Reality TV shows instigate new conversation about what one would do in that specific situation. In shows like “Survivor,”  participants are transported into the desert, or the middle of the forest, and faced with the question: If that were me, what would I do?

Rather than insulting reality TV shows and claiming that they are instilling bad values into the younger generation, we can look at them in a more positive way. People are becoming more educated on topics that they wouldn’t have had access to before. Teenagers can directly see the repercussions of their actions in shows such as “16 and Pregnant” and be influenced not to do something that could be potentially harmful to their own lives.

While they are traditionally considered a bad form of media, reality TV shows have so much more to offer than what first meets the eye. What’s the harm in letting loose and taking in the drama of your favorite reality TV show once in a while?


– Ashna Kumar – Asst. Video Editor –

Against Reality Television

I’m not here to lie to you: I watch my fair share of TV too. Over 96 percent of American families own a TV, and the majority of those families have more than one set. But unfortunately, the rise of the television has brought with it the large and frankly unavoidable genre of “reality” television.

It used to be that if you made a mistake, you learned your lesson. Nowadays, make a big enough mistake and you get your own television show and two million plus followers on Twitter. We, as a nation, provide fame and fortune to those who have done nothing to earn it. Nicole “Snooki” Polizzi made almost $3 million a season in her time on Jersey Shore. Can you imagine being paid that much money just to make a fool of yourself on television? In April of 2011 she was paid $32,000 to speak at Rutgers University. She provided the more than 1,000 people that came to see her with this moving advice: “Study hard, but party harder.”

Even more infuriating are the infamous Kardashians, who make $10 million a season, not including all of the money they’re paid to attend red carpet events. I’ll admit I’ve seen many episodes of Keeping Up with the Kardashians, something I’m not too proud of, and I swear I’m losing brain cells as I watch.
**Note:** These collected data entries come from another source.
PR #1200, opened 2025-01-01
expose HYPRE_FMANGLE etc. to CMake

JakeOShannessy:
`HYPRE_FMANGLE` controls how symbols for Fortran are mangled. This can be changed via the configure script, but could not be configured during a CMake build. This change adds 3 options to CMakeLists.txt exposing `HYPRE_FMANGLE`, `HYPRE_FMANGLE_BLAS`, and `HYPRE_FMANGLE_LAPACK` such that they can be configured during a CMake build.


victorapm:
@JakeOShannessy thanks for your contribution. I will make a few other changes and include this in PR #1181, which involves several cmake updates to hypre.

PR #1202, opened 2025-01-07
Mixed Int Sstruct

waynemitchell:
Some fixes for the sstruct interface using the mixed int build.


victorapm (approved):
Thanks for the fixes!

rfalgout (approved):
Looks great!  Thanks @waynemitchell !

PR #1207, opened 2025-01-17
Check for HIP min. required version

victorapm:
Adds a check to cmake build system for the minimum HIP version we currently support (5.2.0).


rfalgout (approved):
Looks good to me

The Kardashians and the Jenners are the perfect examples of people who are “famous for being famous”. They have not shown evidence of any real talent yet they live their lives at the top of the ladder, mingling amongst and befriending actual artists.

Not only do reality shows shower riches upon the undeserving, but the term itself is a complete misnomer. In shows such as Big Brother, Survivor or the Amazing Race, the producers will propose what is called a ‘shooting script,’ or an outline of the episode plan. Shooting scripts provide the cast with things such as storyboards or even flat out conflicts that are to be aired in the episode. Furthermore, many reality shows use a method called ‘frankenbiting,’ where sound and video editors work together to merge random soundbites and/or excerpts from other conversations to create whole new ones: ones that never happened. These are the things we as an audience see and perceive as pure, unscripted “reality.”

Reality television presents to us what is far from reality. If we are to continue turning an everyday ignoramus into a glamorous celebrity, then we must stop and ask ourselves: what kind of message are we sending here?